Now use the palm of your right hand to create firm pressure over the palm side of your left wrist, hand, and fingers. Switch to the back of your left hand, wrist, and fingers, moving your right palm with firm, smooth pressure.

Now use gentle pressure on the muscles...wherever your left hand and wrist need to relax. You may want to move your right thumb in small circles to massage each area.

Gently pull and move the joints, encouraging each joint to move slightly and become loose and relaxed.

Finish the massage of your left hand by concentrating on any remaining areas of tension, and massaging the areas in whatever way feels best to help the muscles relax.

(Pause)

Now switch to your right hand.

Hold your right wrist with your left hand, placing your fingers on back of the wrist, and your thumb at the front. Start with pressure at the base of your right hand, in the middle near your wrist, using your left thumb. Move the left thumb to the centre of the right palm with steady, firm pressure. Your right wrist will bend gently, leaning your right hand back slightly, to relax and loosen the right wrist muscles as you massage the right palm.
 
Repeat this movement, pressing with your left thumb, using even, comfortable pressure, from the right wrist to the centre of the right palm.

Move your left thumb over to the outside of your right hand, below the little finger. Start at the wrist, and move up the palm to the base of the little finger, squeezing with even, smooth pressure.

Focus now on the fleshy part of the right hand at the base of the thumb. Change the position of your left hand as needed to create even pressure on the muscles that move your right thumb and to support your right thumb. You can press gently with your left thumb from the wrist to the tip of the right thumb, or move the left thumb in small circles over this area. Massage all the muscles at base of the right thumb, and continue all the way to the tip. Massage the back of your right hand, too, including the base of your right thumb and the webspace between your right thumb and the rest of your hand.

Now massage your palm where your palm and fingers meet, making circles around each knuckle on the palm side, starting below the index finger...moving to the middle finger...then the ring finger...and little finger.

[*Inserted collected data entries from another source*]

PR #69, opened 2020-01-22
fix: transformEnrichments takes an array and returns an array

anibapat:

This PR fixes the problem where TransformEnrichment returns an object instead of an array.

https://github.ibm.com/Watson-Discovery/docviz-squad-issue-tracker/issues/225

~~Also, upgrades `typescript` and `prettier` version to the latest so that it can support es2020 features like optional chaining.~~

yarn test, 
Also improved test coverage for transformEnrichment.  

No

No

### DIFF
--- a/packages/discovery-react-components/src/components/CIDocument/types.ts
+++ b/packages/discovery-react-components/src/components/CIDocument/types.ts
@@ -46,7 +46,11 @@ export interface ItemMap {
   bySection: any;
 }
 
-export type EnrichedHtml = EnrichedHtmlContract | EnrichedHtmlInvoice | EnrichedHtmlPurchaseOrder;
+export type EnrichedHtml =
+  | EnrichedHtmlContract
+  | EnrichedHtmlInvoice
+  | EnrichedHtmlPurchaseOrder
+  | any;
 
 interface EnrichedHtmlContract {
   contract: Contract;
--- a/packages/discovery-react-components/src/components/CIDocument/types.ts
+++ b/packages/discovery-react-components/src/components/CIDocument/types.ts
@@ -46,11 +46,7 @@ export interface ItemMap {
   bySection: any;
 }
 
-export type EnrichedHtml =
-  | EnrichedHtmlContract
-  | EnrichedHtmlInvoice
-  | EnrichedHtmlPurchaseOrder
-  | any;
+export type EnrichedHtml = EnrichedHtmlContract | EnrichedHtmlInvoice | EnrichedHtmlPurchaseOrder;
 
 interface EnrichedHtmlContract {
   contract: Contract;
--- a/packages/discovery-react-components/src/utils/document/__tests__/transformEnrichment.spec.tsx
+++ b/packages/discovery-react-components/src/utils/document/__tests__/transformEnrichment.spec.tsx
@@ -5,7 +5,7 @@ import invoiceData from 'components/CIDocument/components/CIDocument/__fixtures_
 import purchaseOrderData from 'components/CIDocument/components/CIDocument/__fixtures__/po-index_op.json';
 import { EnrichedHtml } from 'components/CIDocument/types';
 
-describe('transformEnrichment', () => {
+describe('transformEnrichment - contracts', () => {
   let transformedDoc: EnrichedHtml[];
   const enriched_html = contractData.enriched_html;
 
@@ -31,7 +31,7 @@ describe('transformEnrichment', () => {
   });
 });
 
-describe('transformEnrichment', () => {
+describe('transformEnrichment - Invoice', () => {
   let transformedDoc: EnrichedHtml[];
   const enriched_html = invoiceData.enriched_html;
 
@@ -56,7 +56,7 @@ describe('transformEnrichment', () => {
   });
 });
 
-describe('transformEnrichment', () => {
+describe('transformEnrichment - Purchase orders', () => {
   let transformedDoc: EnrichedHtml[];
   const enriched_html = purchaseOrderData.enriched_html;
 
--- a/packages/discovery-react-components/src/utils/document/__tests__/transformEnrichment.spec.tsx
+++ b/packages/discovery-react-components/src/utils/document/__tests__/transformEnrichment.spec.tsx
@@ -1,0 +1,82 @@
+import transformEnrichment from '../transformEnrichment';
+import isEqual from 'lodash/isEqual';
+import contractData from 'components/CIDocument/components/CIDocument/__fixtures__/contract.json';
+import invoiceData from 'components/CIDocument/components/CIDocument/__fixtures__/invoice-index_op.json';
+import purchaseOrderData from 'components/CIDocument/components/CIDocument/__fixtures__/po-index_op.json';
+import { EnrichedHtml } from '../../../components/CIDocument/types';
+
+describe('transformEnrichment', () => {
+  let trasnformedDoc: EnrichedHtml[];
+  const enriched_html = contractData.enriched_html;
+
+  beforeAll(() => {
+    // trasnform doc for use in tests
+    trasnformedDoc = transformEnrichment(enriched_html);
+  });
+
+  it('takes an array, and returns an array', () => {
+    expect(Array.isArray(enriched_html)).toBeTruthy();
+    expect(Array.isArray(trasnformedDoc)).toBeTruthy();
+  });
+
+  it('adds metadata to contracts', () => {
+    expect(isEqual(enriched_html, trasnformedDoc)).toBeFalsy();
+    expect(trasnformedDoc[0].contract.metadata).toHaveLength(2);
+    expect(trasnformedDoc[0].contract.metadata[0].metadataType).toEqual('effective_dates');
+  });
+
+  it('does not add attributes and relations to contracts', () => {
+    expect(trasnformedDoc[0].contract.attributes).toBeUndefined();
+    expect(trasnformedDoc[0].contract.relations).toBeUndefined();
+  });
+});
+
+describe('transformEnrichment', () => {
+  let trasnformedDoc: EnrichedHtml[];
+  const enriched_html = invoiceData.enriched_html;
+
+  beforeAll(() => {
+    // parse doc for use in tests
+    trasnformedDoc = transformEnrichment(enriched_html);
+  });
+
+  it('adds attributes and relations to invoices', () => {
+    expect(isEqual(enriched_html, trasnformedDoc)).toBeFalsy();
+    expect(trasnformedDoc[0].invoice.attributes).toHaveLength(5);
+    expect(trasnformedDoc[0].invoice.attributes[0]).toEqual({
+      type: 'suppliers',
+      text: 'INVOICE BNP Paribas S.A.',
+      location: { end: 8831, begin: 8807 }
+    });
+    expect(trasnformedDoc[0].invoice.relations).toHaveLength(6);
+  });
+
+  it('does not add metadata to invoices', () => {
+    expect(trasnformedDoc[0].invoice.metadata).toBeUndefined();
+  });
+});
+
+describe('transformEnrichment', () => {
+  let trasnformedDoc: EnrichedHtml[];
+  const enriched_html = purchaseOrderData.enriched_html;
+
+  beforeAll(() => {
+    // parse doc for use in tests
+    trasnformedDoc = transformEnrichment(enriched_html);
+  });
+
+  it('adds attributes and relations to purchase order data', () => {
+    expect(isEqual(enriched_html, trasnformedDoc)).toBeFalsy();
+    expect(trasnformedDoc[0].purchase_order.attributes).toHaveLength(5);
+    expect(trasnformedDoc[0].purchase_order.attributes[0]).toEqual({
+      type: 'purchase_order_numbers',
+      text: '4620257561',
+      location: { end: 8319, begin: 8309 }
+    });
+    expect(trasnformedDoc[0].purchase_order.relations).toHaveLength(5);
+  });
+
+  it('does not add metadata to purchase orders', () => {
+    expect(trasnformedDoc[0].purchase_order.metadata).toBeUndefined();
+  });
+});
--- a/packages/discovery-react-components/src/utils/document/__tests__/transformEnrichment.spec.tsx
+++ b/packages/discovery-react-components/src/utils/document/__tests__/transformEnrichment.spec.tsx
@@ -1,5 +1,4 @@
 import transformEnrichment from '../transformEnrichment';
-import isEqual from 'lodash/isEqual';
 import contractData from 'components/CIDocument/components/CIDocument/__fixtures__/contract.json';
 import invoiceData from 'components/CIDocument/components/CIDocument/__fixtures__/invoice-index_op.json';
 import purchaseOrderData from 'components/CIDocument/components/CIDocument/__fixtures__/po-index_op.json';
@@ -20,7 +19,6 @@ describe('transformEnrichment - contracts', () => {
   });
 
   it('adds metadata to contracts', () => {
-    expect(isEqual(enriched_html, transformedDoc)).toBeFalsy();
     expect(transformedDoc[0].contract.metadata).toHaveLength(2);
     expect(transformedDoc[0].contract.metadata[0].metadataType).toEqual('effective_dates');
   });
@@ -41,7 +39,6 @@ describe('transformEnrichment - Invoice', () => {
   });
 
   it('adds attributes and relations to invoices', () => {
-    expect(isEqual(enriched_html, transformedDoc)).toBeFalsy();
     expect(transformedDoc[0].invoice.attributes).toHaveLength(5);
     expect(transformedDoc[0].invoice.attributes[0]).toEqual({
       type: 'suppliers',
@@ -66,7 +63,6 @@ describe('transformEnrichment - Purchase orders', () => {
   });
 
   it('adds attributes and relations to purchase order data', () => {
-    expect(isEqual(enriched_html, transformedDoc)).toBeFalsy();
     expect(transformedDoc[0].purchase_order.attributes).toHaveLength(5);
     expect(transformedDoc[0].purchase_order.attributes[0]).toEqual({
       type: 'purchase_order_numbers',
--- a/packages/discovery-react-components/src/utils/document/__tests__/transformEnrichment.spec.tsx
+++ b/packages/discovery-react-components/src/utils/document/__tests__/transformEnrichment.spec.tsx
@@ -3,80 +3,80 @@ import isEqual from 'lodash/isEqual';
 import contractData from 'components/CIDocument/components/CIDocument/__fixtures__/contract.json';
 import invoiceData from 'components/CIDocument/components/CIDocument/__fixtures__/invoice-index_op.json';
 import purchaseOrderData from 'components/CIDocument/components/CIDocument/__fixtures__/po-index_op.json';
-import { EnrichedHtml } from '../../../components/CIDocument/types';
+import { EnrichedHtml } from 'components/CIDocument/types';
 
 describe('transformEnrichment', () => {
-  let trasnformedDoc: EnrichedHtml[];
+  let transformedDoc: EnrichedHtml[];
   const enriched_html = contractData.enriched_html;
 
   beforeAll(() => {
     // trasnform doc for use in tests
-    trasnformedDoc = transformEnrichment(enriched_html);
+    transformedDoc = transformEnrichment(enriched_html);
   });
 
   it('takes an array, and returns an array', () => {
     expect(Array.isArray(enriched_html)).toBeTruthy();
-    expect(Array.isArray(trasnformedDoc)).toBeTruthy();
+    expect(Array.isArray(transformedDoc)).toBeTruthy();
   });
 
   it('adds metadata to contracts', () => {
-    expect(isEqual(enriched_html, trasnformedDoc)).toBeFalsy();
-    expect(trasnformedDoc[0].contract.metadata).toHaveLength(2);
-    expect(trasnformedDoc[0].contract.metadata[0].metadataType).toEqual('effective_dates');
+    expect(isEqual(enriched_html, transformedDoc)).toBeFalsy();
+    expect(transformedDoc[0].contract.metadata).toHaveLength(2);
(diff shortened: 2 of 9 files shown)


packages/discovery-react-components/src/utils/document/__tests__/transformEnrichment.spec.tsx
```diff
@@ -0,0 +1,82 @@
+import transformEnrichment from '../transformEnrichment';
+import isEqual from 'lodash/isEqual';
+import contractData from 'components/CIDocument/components/CIDocument/__fixtures__/contract.json';
+import invoiceData from 'components/CIDocument/components/CIDocument/__fixtures__/invoice-index_op.json';
+import purchaseOrderData from 'components/CIDocument/components/CIDocument/__fixtures__/po-index_op.json';
+import { EnrichedHtml } from '../../../components/CIDocument/types';
```
maniax89: this can just be
```suggestion
import { EnrichedHtml } from 'components/CIDocument/types';
```

packages/discovery-react-components/src/components/CIDocument/types.ts
```diff
@@ -46,7 +46,11 @@ export interface ItemMap {
   bySection: any;
 }
 
-export type EnrichedHtml = EnrichedHtmlContract | EnrichedHtmlInvoice | EnrichedHtmlPurchaseOrder;
+export type EnrichedHtml =
+  | EnrichedHtmlContract
+  | EnrichedHtmlInvoice
+  | EnrichedHtmlPurchaseOrder
+  | any;
```
maniax89: adding `any` kind of defeats the purpose of having the type at all, no?

packages/discovery-react-components/src/utils/document/__tests__/transformEnrichment.spec.tsx
```diff
@@ -0,0 +1,82 @@
...
+    expect(trasnformedDoc[0].invoice.relations).toHaveLength(6);
+  });
+
+  it('does not add metadata to invoices', () => {
+    expect(trasnformedDoc[0].invoice.metadata).toBeUndefined();
+  });
+});
+
+describe('transformEnrichment', () => {
+  let trasnformedDoc: EnrichedHtml[];
```
maniax89: ~trasnformedDoc~ transformedDoc

packages/discovery-react-components/src/components/CIDocument/types.ts
anibapat: So the EnrichedHtml can have other enrichments as well other than `contract`, `invoices`, `purchaseOrder`. eg. `tables` etc. I am not really sure what would all the other values would be so had to put any

packages/discovery-react-components/src/utils/document/__tests__/transformEnrichment.spec.tsx
anibapat: For some reason, VSCode **was** giving error for the other import, now it is not 😄

packages/discovery-react-components/src/utils/document/__tests__/transformEnrichment.spec.tsx
```diff
@@ -0,0 +1,82 @@
+import transformEnrichment from '../transformEnrichment';
+import isEqual from 'lodash/isEqual';
+import contractData from 'components/CIDocument/components/CIDocument/__fixtures__/contract.json';
+import invoiceData from 'components/CIDocument/components/CIDocument/__fixtures__/invoice-index_op.json';
+import purchaseOrderData from 'components/CIDocument/components/CIDocument/__fixtures__/po-index_op.json';
+import { EnrichedHtml } from 'components/CIDocument/types';
+
+describe('transformEnrichment', () => {
```
Steven-Gassert: having this describe block mention that it's used for contract data would make this a bit more readable to me, since there are several `transformEnrichment` blocks. Maybe you could tweak the other blocks as well to mention the type of data the test's relate to

packages/discovery-react-components/src/utils/document/__tests__/transformEnrichment.spec.tsx
```diff
@@ -0,0 +1,82 @@
...
+  let transformedDoc: EnrichedHtml[];
+  const enriched_html = contractData.enriched_html;
+
+  beforeAll(() => {
+    // trasnform doc for use in tests
+    transformedDoc = transformEnrichment(enriched_html);
+  });
+
+  it('takes an array, and returns an array', () => {
+    expect(Array.isArray(enriched_html)).toBeTruthy();
```
Steven-Gassert: hopefully we can do away with checks like these once we are able to type check our JSON blobs. I believe the work being done [here](https://github.ibm.com/Watson-Discovery/disco-widgets/issues/468) would also relate to our JSON blobs used in unit testing

anibapat: This issue was about the returning type, so I have added this test explicitly. I think it is good to have this extra layer.

packages/discovery-react-components/src/components/CIDocument/types.ts
jhpedemonte: If we don't know what the other values will be, then we won't be referencing those anywhere else. Therefore, having explicit types (not `any`) will be fine from a typescript point-of-view.

If we are referencing `tables` somewhere else, then that should be part of this type as well.

packages/discovery-react-components/src/utils/document/transformEnrichment.ts
```diff
@@ -146,14 +147,11 @@ function getAllAttributesInRelation({ relations }: Relations): Attributes[] {
...
-  if (attr && attr.location && attr.location.begin && attr.location.end) {
-    return true;
-  }
-  return false;
+  return !!(attr && attr.location && attr.location.begin && attr.location.end);
 }
 
 export default function transformEnrichment(enrichedHtml: EnrichedHtml[]): EnrichedHtml[] {
-  const newEnrichedHtml = { ...enrichedHtml };
+  const newEnrichedHtml = cloneDeep(enrichedHtml);
```
jhpedemonte: Why do we need to clone?

packages/discovery-react-components/src/utils/document/transformEnrichment.ts
```diff
@@ -146,14 +147,11 @@ function getAllAttributesInRelation({ relations }: Relations): Attributes[] {
 // Function checks if attribute is valid and has location data in it.
 // Since have observed noisy data before so this function is required.
 function isValidAttribute(attr: Attributes): boolean {
-  if (attr && attr.location && attr.location.begin && attr.location.end) {
-    return true;
-  }
-  return false;
+  return !!(attr && attr.location && attr.location.begin && attr.location.end);
```
jhpedemonte: This would be better named as `hasLocationData`

packages/discovery-react-components/src/utils/document/__tests__/transformEnrichment.spec.tsx
jhpedemonte: Actually, this does bring up a good point: the return type was already an array (`EnrichedHtml[]`), yet we were returning an object. But TS didn't call it out.

packages/discovery-react-components/src/utils/document/transformEnrichment.ts
anibapat: In order to maintain immutability created a deep cloned copy and returning it after adding metadata/attributes/relations on top of it.

jhpedemonte: But we're already doing a `cloneDeep` in `processDoc`, before calling this function. So this is probably not necessary.

anibapat:
Ready for re-review!

packages/discovery-react-components/src/utils/document/transformEnrichment.ts
```diff
@@ -145,23 +143,18 @@ function getAllAttributesInRelation({ relations }: Relations): Attributes[] {
...
 }
 
 export default function transformEnrichment(enrichedHtml: EnrichedHtml[]): EnrichedHtml[] {
-  const newEnrichedHtml = { ...enrichedHtml };
-
-  if (newEnrichedHtml && newEnrichedHtml[0]) {
-    const enrichmentName = getEnrichmentName(newEnrichedHtml[0]);
-    const enrichment = newEnrichedHtml[0][enrichmentName];
+  if (enrichedHtml && enrichedHtml[0]) {
```
noah-eigenfeld: If you're giving `enrichedHtml` the type `EnrichedHtml[]`, then do you still need to check if it is defined? I'd think that typescript would throw an error for anyone using this method if they tried to pass in a variable that could be `undefined` or `EnrichedHtml[]`, and if they ignore that error and this fails, that's their fault.

anibapat: I kept it like this for additional failsafe.

packages/discovery-react-components/src/utils/document/transformEnrichment.ts
```diff
@@ -74,9 +74,7 @@ function createAttributeObjects(
         (att: Attributes): Attributes => createAttributeObject(att, attr)
       );
     } else {
-      return (
-        isValidAttribute(parsedObject[attr]) && createAttributeObject(parsedObject[attr], attr)
-      );
+      return hasLocationData(parsedObject[attr]) && createAttributeObject(parsedObject[attr], attr);
```
jhpedemonte: This is not easy to read. If I understand this correctly, then just rewrite like this:

```javascript
} else if (hasLocationData(parsedObject[attr])) {
   createAttributeObject(parsedObject[attr], attr);
}
```

Also, `parsedObject[attr]` is used 4 times. Refactor into a local variable.

packages/discovery-react-components/src/utils/document/transformEnrichment.ts
```diff
@@ -145,23 +143,18 @@ function getAllAttributesInRelation({ relations }: Relations): Attributes[] {
 
 // Function checks if attribute is valid and has location data in it.
 // Since have observed noisy data before so this function is required.
-function isValidAttribute(attr: Attributes): boolean {
-  if (attr && attr.location && attr.location.begin && attr.location.end) {
-    return true;
-  }
-  return false;
+function hasLocationData(attr: Attributes): boolean {
+  return !!(attr && attr.location && attr.location.begin && attr.location.end);
```
jhpedemonte: Should be able to do optional chaining now:

`return !!(attr?.location?.begin && attr?.location?.end)`

However, that still won't always work, because `begin` or `end` (well, probably only `begin`) could be zero, which would be seen as **falsy**. Probably better to check that they are not `undefined` using `typeof`.

packages/discovery-react-components/src/utils/document/transformEnrichment.ts
```diff
@@ -145,23 +143,18 @@ function getAllAttributesInRelation({ relations }: Relations): Attributes[] {
...
+  if (enrichedHtml && enrichedHtml[0]) {
+    const enrichmentName = getEnrichmentName(enrichedHtml[0]);
+    const enrichment = enrichedHtml[0][enrichmentName];
     if (enrichment) {
       modelMapping[enrichmentName](enrichment, enrichmentName);
     }
   }
 
-  return newEnrichedHtml;
+  return enrichedHtml;
```
jhpedemonte: It's not evident what is happening here. It seems that `modelMapping` is updating something inside of `enrichment`, which is a part of `enrichedHtml`. So that would be considered a function that has side-effects, resulting in not easily readable/maintainable code.

I think a better approach would be to make the `modelMapping` functions **pure**: they take in some parameters and return a value, but do not in any way change anything with the incoming parameters.

Then, in this function, we would have something like:

```javascript
const updatedEnrichment = modelMapping[enrichmentName](enrichment, enrichmentName);
enrichedHtml[0][enrichmentName] = updatedEnrichment;
```

That way, as someone who is reading this function, I can clearly see that the function `modelMapping` is returning some value, which is then stored within `enrichedHtml`.

packages/discovery-react-components/src/utils/document/transformEnrichment.ts
anibapat: We can now use **Nullish Coalescing Operator - ??** which will take care of it.

jhpedemonte: Well, `??` is more of an addition to `||`, but you're using `&&` here.

anibapat: Hmm.. for some reason VSCode is giving errors to ES2020 features. Have you configured anything for that?

jhpedemonte: Oh, I thought we supported it. Perhaps ask in Slack.

anibapat:
@jhpedemonte Ready for re-review

anibapat:
Prettier and TS updates are messing with other files, I would open another PR to update those separately.

packages/discovery-react-components/src/utils/document/transformEnrichment.ts
anibapat: When TS, prettier upgrade PR goes in, will add the optional chaining in the same PR.

packages/discovery-react-components/src/utils/document/transformEnrichment.ts
```diff
@@ -6,19 +6,34 @@ import { ENRICHMENTS, getEnrichmentName } from 'components/CIDocument/utils/enri
...
 } from 'components/CIDocument/types';
 import { Ontology } from './ontology/types';
 
-const modelMapping = {
-  contract: setMetadata,
-  invoice: setAttributesAndRelations,
-  purchase_order: setAttributesAndRelations
+const ontologyModelMapping = {
+  invoice: invoiceOntology,
+  purchase_order: purchaseOrderOntology
```
jhpedemonte: It seems that our ontology mapping is missing one of our ontologies ("contract"). From a maintainability standpoint, we should try to do as much of the same thing across all of our ontologies as we can. We should special case `contracts`.

packages/discovery-react-components/src/utils/document/transformEnrichment.ts
```diff
@@ -6,19 +6,34 @@ import { ENRICHMENTS, getEnrichmentName } from 'components/CIDocument/utils/enri
...
 };
 
-function setMetadata(enrichedHtml: Contract): void {
+function getupdatedEnrichment(enrichmentName: string, enrichment: any): EnrichedHtml {
```
jhpedemonte: -> `getUpdatedEnrichment` (casing)

packages/discovery-react-components/src/utils/document/transformEnrichment.ts
```diff
@@ -6,19 +6,34 @@ import { ENRICHMENTS, getEnrichmentName } from 'components/CIDocument/utils/enri
...
+  } else if (
+    enrichmentName === ENRICHMENTS.INVOICE ||
+    enrichmentName === ENRICHMENTS.PURCHASE_ORDER
+  ) {
+    const { attributes, relations } = setAttributesAndRelations(enrichmentName, enrichment);
+    enrichment.attributes = attributes;
+    enrichment.relations = relations;
+  }
+  return enrichment;
+}
```
jhpedemonte: For example, here, why can't we just do:

```javascript
function getUpdatedEnrichment(..) {
    if (enrichmentName in ontologyModelMapping) {
        enrichment = ontologyModelMapping[enrichmentName](enrichment);
    }
    return enrichment;
}
```

That way, all these bits that update the `enrichment` object are handled by the functions defined in the mapping object.

packages/discovery-react-components/src/utils/document/transformEnrichment.ts
anibapat: Because `contract` does not have `ontology`. We introduced ontology for mapping attributes and relations.

jhpedemonte: Well, perhaps we're using different meanings!

What I mean to say is that we handle 3 different types of docs. We should strive to make our code consistent in how these 3 are treated (even if 2 of them are quite close). That's what I was suggesting with my comment below about changing the `getUpdatedEnrichment` function to work with this mapping.

packages/discovery-react-components/src/utils/document/transformEnrichment.ts
```diff
@@ -38,46 +52,37 @@ function setMetadata(enrichedHtml: Contract): void {
...
-  if (ontology) {
-    doc.attributes = createAttributeObjects(ontology.attributes, doc);
-    doc.relations = createRelationObjects(ontology, doc);
-  }
+function setAttributesAndRelations(
+  enrichment: Invoice | PurchaseOrder,
+  enrichmentName: string
+): Invoice | PurchaseOrder {
+  const ontology = ontologyMapping[enrichmentName];
+  enrichment.attributes = setAttributes(ontology.attributes, enrichment);
```
jhpedemonte: I think this would be cleaner if `setAttributes` took `ontology` directly, then within that function found the `ontology.attributes` prop.

packages/discovery-react-components/src/utils/document/transformEnrichment.ts
```diff
@@ -112,8 +117,8 @@ function createRelationObject(
 
   const result = relationArray.map(
     (rel: Relations): Relations => {
-      const attributes = createAttributeObjects(ontology.attributes, rel);
-      const relations = createRelationObjects(ontology, rel);
+      const attributes = setAttributes(ontology.attributes, rel);
```
jhpedemonte: Same here.

packages/discovery-react-components/src/utils/document/transformEnrichment.ts
jhpedemonte: This is still wrong: see my comment above after "However". `begin` can be zero, in which case this will incorrectly return `false`.

packages/discovery-react-components/src/utils/document/transformEnrichment.ts
```diff
@@ -2,23 +2,37 @@ import invoiceOntology from './ontology/invoices';
...
+
 const modelMapping = {
   contract: setMetadata,
   invoice: setAttributesAndRelations,
   purchase_order: setAttributesAndRelations
 };
 
-function setMetadata(enrichedHtml: Contract): void {
+function getUpdatedEnrichment(enrichment: EnrichedHtml, enrichmentName: string): EnrichedHtml {
+  if (enrichmentName in modelMapping) {
```
ColbyJohnIBM: I'd probably prefer something like this for this function (using `lodash.get`):

```
let mapping = get(modelMapping, [enrichmentName]);
return mapping ? mapping(enrichment, enrichmentName) : enrichment;
```

packages/discovery-react-components/src/utils/document/transformEnrichment.ts
ColbyJohnIBM: Agreed, this would make it aligned with the setRelations function.

packages/discovery-react-components/src/utils/document/transformEnrichment.ts
```diff
@@ -38,46 +52,35 @@ function setMetadata(enrichedHtml: Contract): void {
...
-  if (ontology) {
-    doc.attributes = createAttributeObjects(ontology.attributes, doc);
-    doc.relations = createRelationObjects(ontology, doc);
-  }
+function setAttributesAndRelations(
+  enrichment: Invoice | PurchaseOrder,
+  enrichmentName: string
+): Invoice | PurchaseOrder {
+  const ontology = ontologyMapping[enrichmentName];
+  enrichment.attributes = setAttributes(ontology, enrichment);
```
ColbyJohnIBM: Ideally, we make the input objects immutable, and return a new object with any data adjustments that we need.

packages/discovery-react-components/src/utils/document/transformEnrichment.ts
```diff
@@ -145,23 +148,21 @@ function getAllAttributesInRelation({ relations }: Relations): Attributes[] {
...
-    const enrichmentName = getEnrichmentName(newEnrichedHtml[0]);
-    const enrichment = newEnrichedHtml[0][enrichmentName];
-    if (enrichment) {
-      modelMapping[enrichmentName](enrichment, enrichmentName);
-    }
+  if (enrichedHtml && enrichedHtml[0]) {
+    const enrichmentName = getEnrichmentName(enrichedHtml[0]);
+    const enrichment = enrichedHtml[0][enrichmentName];
+    const updatedEnrichment = getUpdatedEnrichment(enrichment, enrichmentName);
+    enrichedHtml[0][enrichmentName] = updatedEnrichment;
```
ColbyJohnIBM: As I noted above, we should probably make the input arguments immutable.

packages/discovery-react-components/src/utils/document/transformEnrichment.ts
anibapat: We already making a cloned copy of EnrichedHtml in processDoc so not doing it again here in transformEnrichment file.

packages/discovery-react-components/src/utils/document/transformEnrichment.ts
anibapat: https://github.com/watson-developer-cloud/discovery-components/pull/69/files#r377243755

packages/discovery-react-components/src/utils/document/transformEnrichment.ts
anibapat: I think the existing one is more clear readable.

packages/discovery-react-components/src/utils/document/transformEnrichment.ts
ColbyJohnIBM: It's more about the principle of immutability that I'm concerned with. We shouldn't be making changes to input arguments or using those variables for anything that isn't read-only within the function.

anibapat: I was doing that initially, but based on the comment, changed that back https://github.com/watson-developer-cloud/discovery-components/pull/69#discussion_r370415062

ColbyJohnIBM: Ah, didn't see that. I guess I'm overruled. I really would prefer immutability, but I'll bow out to @jhpedemonte.

jhpedemonte: Yeah, immutability is a larger discussion to be had.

Massage your index finger from the knuckle to the tip. Include the space between each joint, and each joint itself. Massage the entire index finger, including the front, sides, and back.

Continue to the middle finger, massaging the front, back, and sides of this finger.

Massage the ring finger…

And massage the little finger.

Massage your entire right wrist and hand wherever you feel any discomfort or muscle tension. Start with light touch, moving just your left fingertips over the skin. Begin with the palm side of your right hand, wrist, and fingers. Then move your left fingertips gently over the skin on the back of your right hand and wrist. 

Now press with firm, smooth, moving pressure on the palm side of your right wrist, hand, and fingers, using the entire left palm. Then use the left palm to create firm pressure on the back of your right hand, wrist, and fingers.

Now gently massage the muscles of your right hand and wrist, wherever the muscles need to relax. You may choose to use small circles with your left thumb to massage the muscles.

Gently move the joints or pull with gentle pressure to loosen and relax each joint.

Finish massaging your right hand to eliminate any last bits of tension. Massage the muscles in whatever way feels the most relaxing.

(Pause)

Now rest your hands so your hands and arms are supported. Just be still...and notice the relaxed feeling in your wrists and hands. Your hands and wrists may feel warm...perhaps even a bit tingly...totally relaxed where you have massaged the muscles and concentrated on relaxing your hands and wrists.

As you relax, allow your wrists to heal...to become healthy and free from pain and tension.

You can do these exercises whenever you need to give your wrists a rest.

Take this relaxed feeling with you as you take a few moments to wake up your body and get ready to return to your day. When you are fully alert, your relaxation activity is complete.